こんな症状も睡眠障害と呼べるんだろうか。カゲミが屋上で熟睡できるのはいつも硬い床で寝てるからなのか。どんな環境で育ったんだろう。カゲミにまとわりついてる暗さは、生まれ育ちに起因するものなんだろうか。でもどんな育ちかたしたのかなんて、たいして苦労もせず育った俺が軽々しく推測してはいけないような気がする。

今夜エリカさんは大学の飲み会がある。終了時間に俺は店の前まで迎えに行く予定だ。夜道をエリカさんひとりで歩かせるのがイヤなんだ。この予定だけは絶対だ。つまりその時刻まではヒマなんです。「しゃーねえ。つきあってやる」。いいんだろうか。

「なあ、いつの間に俺はリーダー呼ばわりされてんだ」「群れのリーダーはアルファとも言うんだけど、アルファって呼ばれてもピンとこないだろ」「いや、そーゆーことじゃなくってさ。そもそも俺は仕切り屋じゃねーし」「アルファにはいろんなタイプがあんだよ。群れのことをパックってゆーんだけどさ、専制君主っぽくないリーダーが率いるパックは、おおむねピースフルな集団になる。あたしらの群れが、まさしくそいつだね」

とあるビルの4階までエレベーターで昇る。今日は停止するなよーと祈りながら。着いたのはオール個室のネットカフェだった。カゲミはカウンターに行き「禁煙、ペア、フルフラットシート」と告げる。フルフラット?

カウンターで指定されたブースに入る。パーティションに囲まれたセル。あるのはベッドとPCだけ、という空間だ。

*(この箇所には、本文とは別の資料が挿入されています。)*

PR #212, opened 2025-05-29
feat:slider-with-balance-in-deposit-withraw-form

### LINKED ISSUE #181: [Feature]: add balance or "max" button to bridge reskin
# Feature - add balance or MAX button to bridge reskin

## 1. Description

I tried to do a simple thing many users often do -- withdraw all what I can. And it comes I need to do some mental arithmetics to understand how much should I put in "amount" field. Instead, it would be nice to have button "max"  (or even sliding bar allowing to choose x% from my balance).

ali-hs:
Add slider to deposit and withdraw forms. Max value of the slider represent btc/stbc balance of the connected wallet.

Resolves #181

https://github.com/user-attachments/assets/6978dfa1-dd37-4ebc-aa52-606f5e9f3b1f

### DIFF
--- a/package.json
+++ b/package.json
@@ -18,6 +18,7 @@
     "@radix-ui/react-scroll-area": "1.2.4",
     "@radix-ui/react-select": "2.1.7",
     "@radix-ui/react-separator": "1.1.2",
+    "@radix-ui/react-slider": "^1.3.5",
     "@scure/bip32": "1.3.3",
     "@stacks/connect": "7.10.1",
     "@stacks/transactions": "7.0.5",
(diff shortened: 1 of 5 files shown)


aldur:
Thanks @ali-hs! Trying to simplify a bit UX, what if we instead just add a "max" button?

ali-hs:
> Thanks @ali-hs! Trying to simplify a bit UX, what if we instead just add a "max" button?

@aldur Both in the deposit and withdraw form? 

Should this button replace the slider in the above UI with the following titles?
Deposit Form:
        "Deposit All <max_btc_amount>"
 
 Withdraw Form:
        "Withdraw All <max_sbtc_amount>"

aldur:
I think that looks correct, yes please!

MCJOHN974:
btw I don't think max button is better then slider, I sometimes want to convert "~around X%" of this wallet balance from one currency to another, and in this cases slider is really a great ui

ベッドというよりマットというべき低さだけど。壁には「セックス禁止」という意味のメッセージが、かなり穏やかな表現で書いてある。またしてもこんな展開ですか。またですか。

「テキトーに飲み物やマンガ取ってきて楽しくやっててよ。1時間後に起こして。じゃ、おやすみ」

俺は一応ドリンクふたつと「ハッピー三国志」の最新刊を持ってブースにもどった。カゲミはだらしなく横になっている。はぁ。こんなとこ女と一緒に入ってたら、これはもう申し開きできねーよ、と今さらながらに思う。

カゲミはもう眠ってるんだろうか。「パインジュースでよかったかな」「なにそれ。でもサンキュ」「起きてたのか」「ひとりじゃ眠れないんだ。起きてる誰かが近くにいないと」「そっか。じゃあ安心して眠ってくれ」「ありがと」

俺はいったい何をやってるんだろう。狭いブースの中でマットの上に座り、隣には女子高生が寝ている。こんな状況でマンガ読む気なんかおきない。

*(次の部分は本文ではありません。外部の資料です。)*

PR #217, opened 2025-07-16
feat:bns-support-in-deposit-flow

ali-hs:
This PR add support for BNS in deposit flow. It only supports bns-v2

https://github.com/user-attachments/assets/28d6ecff-741c-417c-bc2f-66f1de0e9a20


package.json
```diff
@@ -26,6 +26,7 @@
     "@tanstack/react-query": "5.61.5",
     "bitcoin-address-validation": "3.0.0",
     "bitcoinjs-lib": "7.0.0-rc.0",
+    "bns-v2-sdk": "^2.0.0",
```
matteojug, line 29: We usually pin the exact version we are using

src/actions/bns-client.ts
```diff
@@ -0,0 +1,28 @@
...
+
+export async function addressToBnsName(
+  address: string,
+): Promise<Array<{ name: string; namespace: string }>> {
+  const network: NetworkType = getNetwork();
+  return fetchUserOwnedNames({
+    senderAddress: address,
+    network: network,
+  });
+}
```
matteojug, line 24: nit: this one doesn't appear to be used around, do we need it?

src/actions/bns-client.ts
```diff
@@ -0,0 +1,28 @@
...
+import { env } from "@/env";
+
+export type NetworkType = "mainnet" | "testnet";
+
+export async function bnsNameToAddress(name: string): Promise<string | null> {
+  const network: NetworkType = getNetwork();
+  return getOwner({
+    fullyQualifiedName: name,
+    network,
+  });
```
matteojug, line 13: This seems to be using `api.bnsv2.com` (before falling back to the read only contract call). I'm wondering if instead we should replace this with a readonly contract call, to avoid the trust assumption.

src/util/bns.ts
```diff
@@ -0,0 +1,7 @@
+export function isValidBNSName(name: string): boolean {
+  if (name) {
+    const dotIndex = name.indexOf(".");
+    return dotIndex > 0 && dotIndex < name.length - 1; // dot comes in between
```
matteojug, line 4: I'm not 100% sure about the BNS format, but `"a.b."` would pass this filter, and I don't think it's a valid name. Looking at BNS hub, it says _Only lowercase letters, numbers, hyphens, and underscores are allowed_ when searching for a domain, and the smart contract seem to have a similar logic. But then in BNS hub I see emojii, so maybe there's something else going on.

俺もなんとなく横になってしまう。「お願い、横になってもあたしより先に寝ないで」「リョーカイ」。

俺は間違って眠っちまわないように頬杖をついて頭をおこしとくことにした。他に見るものも無いんでカゲミの寝顔を眺める。寝息と共に上下する胸を眺める。不思議な生き物だ。

カゲミはなんでこんなにモンダイを抱え込んでいるんだろう。なんか苦労してるよな。生きることは大変だ、誰にとっても。でもカゲミはひとの3倍くらい重いモノを背負って生きてるんじゃないだろうか。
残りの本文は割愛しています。